**Exercise:** From the first line to the last, give the data again exactly.

──────── Information given

PR #5118, opened 2026-09-12
add automatic torch placement

### LINKED ISSUE #971: [Suggestion] Auto-place Torches
Good day people! I would like to suggest an auto-place function for torches so that while mining, you won't worry mobs spawning behind you or previous tunnels you built :)

#autotorch (on/off auto torch)
#autotorchradius (specifies what light level will the torch be placed on)

Adding this suggestion will make less worries for mobs while afk'ing. Although #avoidance has this, adding light while mining is better. It also guides your way.

kekkykekkek:
TorchProcess looks for air blocks within a small radius whose block light is at or below a threshold and that can support a torch, then aims and places one. It's modelled on BackfillProcess. Spacing falls out of the light level rather than needing its own setting once a torch is placed, what it lights up stops being a candidate.

Settings: autoTorch (off by default), autoTorchLightLevel (default 7), autoTorchRadius (default 4).

MovementHelper.attemptToPlaceABlock now takes the item to place, so a caller can place something other than a throwaway block. The existing signature delegates to the new one, so pathing behaviour is unchanged.

Built and tested in game on 26.2.
Closes [cabaletta/baritone#971](https://github.com/cabaletta/baritone/issues/971)


src/api/java/baritone/api/Settings.java
```diff
@@ -668,6 +668,21 @@ public final class Settings {
...
+
+    /**
+     * Place a torch when the block light level is at or below this
+     */
+    public final Setting<Integer> autoTorchLightLevel = new Setting<>(7);
+
+    /**
+     * How far from the player to look for dark spots to place torches in
+     */
+    public final Setting<Integer> autoTorchRadius = new Setting<>(4);
```
ZacSharp: This should either mention that `autoTorchRadius` has to be less than the `blockReachDistance`, or you could just reuse the reach distance instead of adding a new setting.

src/main/java/baritone/process/TorchProcess.java
```diff
@@ -0,0 +1,171 @@
...
+        if (recentlyPlaced.containsKey(pos)) {
+            return false;
+        }
+        if (!ctx.world().getBlockState(pos).isAir()) {
+            return false;
+        }
+        if (ctx.world().getBrightness(LightLayer.BLOCK, pos) > Baritone.settings().autoTorchLightLevel.value) {
+            return false;
+        }
+        return Blocks.TORCH.defaultBlockState().canSurvive(ctx.world(), pos);
```
ZacSharp: Does this work with wall torches?

src/main/java/baritone/process/TorchProcess.java
```diff
@@ -0,0 +1,171 @@
...
+            return false;
+        }
+        recentlyPlaced.values().removeIf(tick -> now() - tick > PLACEMENT_COOLDOWN);
+        if (now() - lastPlacement < PLACEMENT_COOLDOWN) {
+            return false;
+        }
+        if (!selectTorch(false)) {
+            return false;
+        }
+        return !darkSpots().isEmpty();
```
ZacSharp, line 90: This scans twice per tick. While I agree that that's not pretty either, maybe assign the scan result to a field which is then read by `onTick`?

src/api/java/baritone/api/Settings.java
```diff
@@ -668,6 +668,21 @@ public final class Settings {
      */
     public final Setting<Boolean> backfill = new Setting<>(false);
 
+    /**
+     * Place torches on dark blocks near the player
+     */
+    public final Setting<Boolean> autoTorch = new Setting<>(false);
```
ZacSharp, line 674: Could actually get rid of this setting by making `autoTorchLightLevel > 15` disable the feature. But there might be benefit to having a separate off switch, so idc.

ZacSharp (changes requested):
This pull request should target the 1.21.4 branch. Features are added there first and then merged to the branches for newer version.

kekkykekkek:
okay, ill work on getting onto the 1.21.4 branch now. ill also do some testing for things you have mentioned like the wall torches.

kekkykekkek:
i believe i have done the change to 1.21.4 correctly, if not let me know. 
many thanks

src/api/java/baritone/api/Settings.java
kekkykekkek: it should now use block reach distance

src/main/java/baritone/process/TorchProcess.java
kekkykekkek: it didn't, does now

ZacSharp (commented):
Still scans twice per tick. Other than that it looks fine.

ZacSharp:
https://github.com/user-attachments/assets/87031812-4df1-4f4e-bcc0-5e2e534e636e

Don't think it's supposed to work like that. I doesn't reliably let go of rightclick and places too many torches.

kekkykekkek:
What is the light level set at?

ZacSharp:
Default value, so seven.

────────────────

**Output of the task:**
PR #5118, opened 2026-09-12
add automatic torch placement

### LINKED ISSUE #971: [Suggestion] Auto-place Torches
Good day people! I would like to suggest an auto-place function for torches so that while mining, you won't worry mobs spawning behind you or previous tunnels you built :)

#autotorch (on/off auto torch)
#autotorchradius (specifies what light level will the torch be placed on)

Adding this suggestion will make less worries for mobs while afk'ing. Although #avoidance has this, adding light while mining is better. It also guides your way.

kekkykekkek:
TorchProcess looks for air blocks within a small radius whose block light is at or below a threshold and that can support a torch, then aims and places one. It's modelled on BackfillProcess. Spacing falls out of the light level rather than needing its own setting once a torch is placed, what it lights up stops being a candidate.

Settings: autoTorch (off by default), autoTorchLightLevel (default 7), autoTorchRadius (default 4).

MovementHelper.attemptToPlaceABlock now takes the item to place, so a caller can place something other than a throwaway block. The existing signature delegates to the new one, so pathing behaviour is unchanged.

Built and tested in game on 26.2.
Closes [cabaletta/baritone#971](https://github.com/cabaletta/baritone/issues/971)


src/api/java/baritone/api/Settings.java
```diff
@@ -668,6 +668,21 @@ public final class Settings {
...
+
+    /**
+     * Place a torch when the block light level is at or below this
+     */
+    public final Setting<Integer> autoTorchLightLevel = new Setting<>(7);
+
+    /**
+     * How far from the player to look for dark spots to place torches in
+     */
+    public final Setting<Integer> autoTorchRadius = new Setting<>(4);
```
ZacSharp: This should either mention that `autoTorchRadius` has to be less than the `blockReachDistance`, or you could just reuse the reach distance instead of adding a new setting.

src/main/java/baritone/process/TorchProcess.java
```diff
@@ -0,0 +1,171 @@
...
+        if (recentlyPlaced.containsKey(pos)) {
+            return false;
+        }
+        if (!ctx.world().getBlockState(pos).isAir()) {
+            return false;
+        }
+        if (ctx.world().getBrightness(LightLayer.BLOCK, pos) > Baritone.settings().autoTorchLightLevel.value) {
+            return false;
+        }
+        return Blocks.TORCH.defaultBlockState().canSurvive(ctx.world(), pos);
```
ZacSharp: Does this work with wall torches?

src/main/java/baritone/process/TorchProcess.java
```diff
@@ -0,0 +1,171 @@
...
+            return false;
+        }
+        recentlyPlaced.values().removeIf(tick -> now() - tick > PLACEMENT_COOLDOWN);
+        if (now() - lastPlacement < PLACEMENT_COOLDOWN) {
+            return false;
+        }
+        if (!selectTorch(false)) {
+            return false;
+        }
+        return !darkSpots().isEmpty();
```
ZacSharp, line 90: This scans twice per tick. While I agree that that's not pretty either, maybe assign the scan result to a field which is then read by `onTick`?

src/api/java/baritone/api/Settings.java
```diff
@@ -668,6 +668,21 @@ public final class Settings {
      */
     public final Setting<Boolean> backfill = new Setting<>(false);
 
+    /**
+     * Place torches on dark blocks near the player
+     */
+    public final Setting<Boolean> autoTorch = new Setting<>(false);
```
ZacSharp, line 674: Could actually get rid of this setting by making `autoTorchLightLevel > 15` disable the feature. But there might be benefit to having a separate off switch, so idc.

ZacSharp (changes requested):
This pull request should target the 1.21.4 branch. Features are added there first and then merged to the branches for newer version.

kekkykekkek:
okay, ill work on getting onto the 1.21.4 branch now. ill also do some testing for things you have mentioned like the wall torches.

kekkykekkek:
i believe i have done the change to 1.21.4 correctly, if not let me know. 
many thanks

src/api/java/baritone/api/Settings.java
kekkykekkek: it should now use block reach distance

src/main/java/baritone/process/TorchProcess.java
kekkykekkek: it didn't, does now

ZacSharp (commented):
Still scans twice per tick. Other than that it looks fine.

ZacSharp:
https://github.com/user-attachments/assets/87031812-4df1-4f4e-bcc0-5e2e534e636e

Don't think it's supposed to work like that. I doesn't reliably let go of rightclick and places too many torches.

kekkykekkek:
What is the light level set at?

ZacSharp:
Default value, so seven.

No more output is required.